Organic non-volatile memories from ferroelectric phase-separated blends

Abstract

Although ferroelectric polarization is of interest for the development of non-volatile memories, the read-out of the polarization state is destructive. The blending of semiconducting and ferroelectric polymers in a phase-separated network achieves non-volatile memory arrays that can be read out non-destructively. New non-volatile memories are being investigated to keep up with the organic-electronics road map1. Ferroelectric polarization is an attractive physical property as the mechanism for non-volatile switching, because the two polarizations can be used as two binary levels2. However, in ferroelectric capacitors the read-out of the polarization charge is destructive3. The functionality of the targeted memory should be based on resistive switching. In inorganic ferroelectrics conductivity and ferroelectricity cannot be tuned independently. The challenge is to develop a storage medium in which the favourable properties of ferroelectrics such as bistability and non-volatility can be combined with the beneficial properties provided by semiconductors such as conductivity and rectification. Here we present an integrated solution by blending semiconducting and ferroelectric polymers into phase-separated networks.

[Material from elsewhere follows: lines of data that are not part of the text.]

PR #1207, opened 2023-01-03
Restructure the C# bindings for Yoga to be based on .NET Standard 2.0 and the new .NET 6.0+ target platform work.

jkoritzinsky:
Updated the C# bindings to build using the new simplified .NET SDK tooling. The C# projection now builds for .NET Standard 2.0 (to support Unity, .NET Framework, UWP, and modern .NET) and .NET 6.0 for iOS (to have the native calls correctly support calling into a statically-linked library).

The native changes were needed to get the C# tests passing on Windows x64 (tested locally).

This PR does not update any build, test, or package scripts. I can either add that to this PR or follow up with another PR.


NickGerleman (commented):
This is great stuff! Very excited to see the C# bindings work again.

Would be good to clean up some of the dead project configuration around here. E.g. looking at the new source tree, I can see a Xamarin sln referencing folders no longer present, along with a non-vcxproj build script that doesn't work/I'm guessing is no longer used. 

I can see there is updated code for Mono binding to YogaKit on iOS. From what I can tell the previous iOS build used that build script instead of depending on the vcxproj. Will those non-Windows builds still work? If not I would reccomend removing as well (I'm okay losing parity if we get something presently working and maintainable in return).

I think we should add some Github workflows here to excersise any builds/NUnit tests which are working, for the matrix we want to support. My preference would be to do that as part of the change, so we can demonstrate everything is working. The "validate-xxx" workflows should be relatively pattern matchable but I can also help with this, given the permutations we want to support.

NickGerleman:
Also feel free to ignore the JavaScript linting failure. Made a change internally without realizing Prettier wasn't turned on for Yoga in internal validation. Working on fixing that up soon so it won't happen again.

csharp/Yoga/Yoga.vcxproj
```diff
@@ -163,7 +163,7 @@
       <PrecompiledHeader>NotUsing</PrecompiledHeader>
       <WarningLevel>Level3</WarningLevel>
       <Optimization>Disabled</Optimization>
-      <PreprocessorDefinitions>_DEBUG;_WINDOWS;_USRDLL;YOGA_EXPORTS;FB_ASSERTIONS_ENABLED=0;%(PreprocessorDefinitions)</PreprocessorDefinitions>
+      <PreprocessorDefinitions>DEBUG;_DEBUG;_WINDOWS;_USRDLL;YOGA_EXPORTS;FB_ASSERTIONS_ENABLED=0;%(PreprocessorDefinitions)</PreprocessorDefinitions>
```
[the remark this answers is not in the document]
NickGerleman: For extra credit, these are the flags I'm tentatively setting in the CMake Build https://github.com/facebook/yoga/blob/2327bad973991efc748b3a1b953fa2b0b5808b90/cmake/project-defaults.cmake

They're not too far off from MSVC defaults, so it's probably okay if they're not perfectly matched, but having a reference set of flags consistently followed might make things easier to reason about.

jkoritzinsky:
I've added a build and test GitHub Action at the `.github/workflows/validate-csharp.yml` path. It will validate the build, package, and test steps for windows-x64 and linux-x64 on Ubuntu. The linux build should probably build against an older version of glibc to make it more usable across linux distributions, but at least for now my main goal was getting something working.

jkoritzinsky:
I haven't hooked up testing for iOS yet as I'm not familiar enough with GitHub actions to know the best way to run tests against an iOS simulator or device.

NickGerleman:
> The linux build should probably build against an older version of glibc to make it more usable across linux distributions, but at least for now my main goal was getting something working.

I looked into that a bit for the CMake change I'm working on. Right now the repo is keeping things simple, with the GitHub hosted/managed runners. The oldest LTS Ubuntu supports is 18.04, with GCC 6. but GitHub only supports back to 20.04.

Ideas were:
1. Select different toolchain versions on top of a current install
2. Convert the `setup-xxx.yaml` files into a Dockerfile and start building our own images ala https://github.com/marketplace/actions/build-and-push-docker-images

There is lower hanging fruit though, so it's not worth thinking about too much yet.

csharp/Facebook.Yoga/Facebook.Yoga.csproj
```diff
@@ -1,5 +1,15 @@
 <Project Sdk="Microsoft.NET.Sdk">
   <PropertyGroup>
     <TargetFrameworks>netstandard2.0;net6.0-ios</TargetFrameworks>
+    <IsPackable>true</IsPackable>
   </PropertyGroup>
+  
+  <ItemGroup>
+    <PackageReference Include="NuGetizer" Version="0.9.1" />
```
NickGerleman, line 8: TIL this exists 👀

.github/workflows/validate-csharp.yml
```diff
@@ -0,0 +1,77 @@
...
+    name: Build and Package [${{ matrix.os }}]
+    runs-on: ${{ matrix.os }}
+    strategy:
+      matrix:
+        os: [windows-latest]
+    steps:
+      - uses: actions/checkout@v3
+
+      - name: Setup
+        uses: ./.github/actions/setup-js
```
NickGerleman, line 42: `setup-js` installs the Emscripten toolchain, which we don't really need. But it seems like we could factor this to instead be a setup script for CS with:
1. "actions/setup-dotnet"
2. "dotnet workload restore" (current CI failures point to needing to add this)

```suggestion
        uses: ./.github/actions/setup-cs
```

.github/workflows/validate-csharp.yml
```diff
@@ -0,0 +1,77 @@
...
+on:
+  pull_request:
+  push:
+    branches:
+      - main
+  workflow_dispatch:
+
+env:
+  FORCE_COLOR: 3
+
```
NickGerleman, line 12:
```suggestion
```

This env variable is Node-specific and can be removed.

.github/workflows/validate-csharp.yml
```diff
@@ -0,0 +1,77 @@
...
+  test:
+    name: Test [${{ matrix.os }}]
+    runs-on: ${{ matrix.os }}
+    strategy:
+      matrix:
+        os: [ubuntu-latest, windows-latest]
+    steps:
+      - uses: actions/checkout@v3
+
+      - name: Setup .NET
```
NickGerleman, line 23: See other comment about factoring this into `setup-cs`.

.github/workflows/validate-csharp.yml
```diff
@@ -0,0 +1,77 @@
...
+  build-native:
+    name: Build Native Components [${{ matrix.os }}]
+    runs-on: ${{ matrix.os }}
+    strategy:
+      matrix:
+        include:
+          - os: windows-latest
+            rid: win-x64
+          - os: ubuntu-latest
+            rid: linux-x64
```
NickGerleman, line 65:
```suggestion
          - os: windows-latest
            rid: win-x64
          - os: windows-latest
            rid: win-arm64
          - os: ubuntu-latest
            rid: linux-x64
          - os: ubuntu-latest
            rid: linux-arm64
          - os: ubuntu-latest
            rid: android-arm64
          - os: macos-latest
            rid: ios-arm64
```

csharp/Facebook.Yoga/Facebook.Yoga.csproj
```diff
@@ -0,0 +1,15 @@
...
+    <TargetFrameworks>netstandard2.0;net6.0-ios</TargetFrameworks>
+    <IsPackable>true</IsPackable>
+  </PropertyGroup>
+  
+  <ItemGroup>
+    <PackageReference Include="NuGetizer" Version="0.9.1" />
+  </ItemGroup>
+
+  <ItemGroup>
+    <SupportedRid Include="win-x64;linux-x64" />
```
NickGerleman, line 12:
```suggestion
    <SupportedRid Include="win-x64;win-arm64;linux-x64;linux-arm64;ios-arm64;android-arm64" />
```

csharp/Yoga/CMakeLists.txt
```diff
@@ -0,0 +1,69 @@
+# Copyright (c) Meta Platforms, Inc. and affiliates.
+#
+# This source code is licensed under the MIT license found in the
+# LICENSE file in the root directory of this source tree.
+
+cmake_minimum_required(VERSION 3.4.1)
```
NickGerleman, line 6:
```suggestion
cmake_minimum_required(VERSION 3.14)
```

Planning to bump the min-version across the board in the main CMake build so that we can use `target_link_options` and newer policies.

csharp/Yoga/CMakeLists.txt
```diff
@@ -0,0 +1,69 @@
...
+
+set(SOURCES YGInterop.cpp)
+
+if (MSVC)
+    list(APPEND SOURCES Yoga.rc)
+endif()
+
+file(GLOB yogajni_version_script
+        yogajni.version)
+
```
NickGerleman, line 57:
```suggestion
```

csharp/Yoga/CMakeLists.txt
```diff
@@ -0,0 +1,69 @@
...
+add_library(yoga SHARED ${SOURCES})
+
+target_include_directories(yoga PRIVATE
+    ${yogacore_DIR})
+
+target_link_libraries(yoga yogacore)
+
+if (NOT MSVC)
+    target_link_libraries(yoga -Wl,--gc-sections)
```
NickGerleman, line 66: AppleClang uses `--dead_strip` instead of `--gc-sections`. So I think this will cause the iOS build to fail.

```suggestion
    target_link_options(yoga PRIVATE
    # Discard unused sections
    $<$<CONFIG:RELEASE>:$<$<CXX_COMPILER_ID:Clang,GNU>:-Wl,--gc-sections>>
    $<$<CONFIG:RELEASE>:$<$<CXX_COMPILER_ID:AppleClang>:-Wl,-dead_strip>>)
```

csharp/Yoga/CMakeLists.txt
```diff
@@ -0,0 +1,69 @@
...
+        -Wall
+        -std=c++11)
+endif()
+
+set(SOURCES YGInterop.cpp)
+
+if (MSVC)
+    list(APPEND SOURCES Yoga.rc)
+endif()
+
```
NickGerleman, line 54: Not seeing the corresponding resource file?

csharp/Facebook.Yoga/Facebook.Yoga.csproj
```diff
@@ -0,0 +1,15 @@
...
+    <PackageFile Include="@(SupportedRid->'Facebook.Yoga.Native.%(Identity)')" PackFolder="Dependency" Version="$(Version)" />
```
NickGerleman, line 13:
```suggestion
    <PackageFile Include="@(SupportedRid->'Facebook.Yoga.Native.%(Identity)')" PackFolder="Dependency" Version="$(Version)" PackageLicenseExpression="MIT" />
```

csharp/Yoga/CMakeLists.txt
NickGerleman: Not required, but it wouldn't be a bad idea to set a DLL version in one.

.github/workflows/validate-csharp.yml
```diff
@@ -0,0 +1,77 @@
...
+    steps:
+      - uses: actions/checkout@v3
+
+      - name: Setup .NET
+        uses: actions/setup-dotnet@v3
+        with:
+          dotnet-version: 6.0.x
+      
+      - name: Restore Workloads
+        run: dotnet workload restore
```
NickGerleman, line 29:
```suggestion
        run: dotnet workload restore
        working-directory: csharp
```

.github/workflows/validate-csharp.yml
```diff
@@ -0,0 +1,77 @@
...
+
+      - name: dotnet pack
+        run: dotnet pack -c Release
+        working-directory: csharp
+
+  build-native:
+    name: Build Native Components [${{ matrix.os }}]
```
NickGerleman, line 57:
```suggestion
    name: Build Native Components [${{ matrix.os }}][${{ matrix.rid }}]
```

.github/workflows/validate-csharp.yml
jkoritzinsky: We can't do this for all of these platforms until we set up native builds for each platform. Rid here is mainly for target folder. The native build doesn't yet have cross-build infrastructure set up. If we could get the one entry-point that is C#-specific into the regular yoga code-base, then we could chain together the builds and let the regular yoga build handle all of the cross-building for yoga platforms and this step would just package the files into NuGet packages.

csharp/Facebook.Yoga/Facebook.Yoga.csproj
jkoritzinsky: I don't think you specify the license expression on the dependency. I'll add it to the project files for each package.

csharp/Yoga/CMakeLists.txt
jkoritzinsky: The resource file already existed, so I didn't make any changes to it. Just left it as-is.

.github/workflows/validate-csharp.yml
NickGerleman: Ah, got it.

.github/actions/setup-cs/action.yml
```diff
@@ -0,0 +1,13 @@
...
+  using: "composite"
+  steps:
+      - name: Setup .NET
+        uses: actions/setup-dotnet@v3
+        with:
+          dotnet-version: 6.0.x
+      
+      - name: Restore Workloads
+        run: dotnet workload restore
+        working-directory: csharp
```
NickGerleman, line 13:
```suggestion
        shell: bash
        working-directory: csharp
         
```

csharp/Yoga/CMakeLists.txt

The polarization field of the ferroelectric modulates the injection barrier at the semiconductor–metal contact. The combination of ferroelectric bistability with (semi)conductivity and rectification allows for solution-processed non-volatile memory arrays with a simple cross-bar architecture that can be read out non-destructively. The concept of an electrically tunable injection barrier as presented here is general and can be applied to other electronic devices such as light-emitting diodes with an integrated on/off switch.